■ **MATERIAL FOR THE TASK**

== Segment start ==

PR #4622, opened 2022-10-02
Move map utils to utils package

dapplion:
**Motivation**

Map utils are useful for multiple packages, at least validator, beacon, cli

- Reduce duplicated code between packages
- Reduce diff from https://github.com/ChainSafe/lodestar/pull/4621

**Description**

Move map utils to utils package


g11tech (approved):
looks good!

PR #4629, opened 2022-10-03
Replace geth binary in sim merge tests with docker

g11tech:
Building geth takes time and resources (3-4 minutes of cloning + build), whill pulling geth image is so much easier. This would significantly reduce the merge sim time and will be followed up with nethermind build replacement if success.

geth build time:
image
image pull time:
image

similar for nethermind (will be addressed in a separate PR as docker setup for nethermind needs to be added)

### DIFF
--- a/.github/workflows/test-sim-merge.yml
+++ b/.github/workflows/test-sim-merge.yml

== Segment end ==

Exactly how many lines in the listing above contain the word "image"? Only the number should be given.

4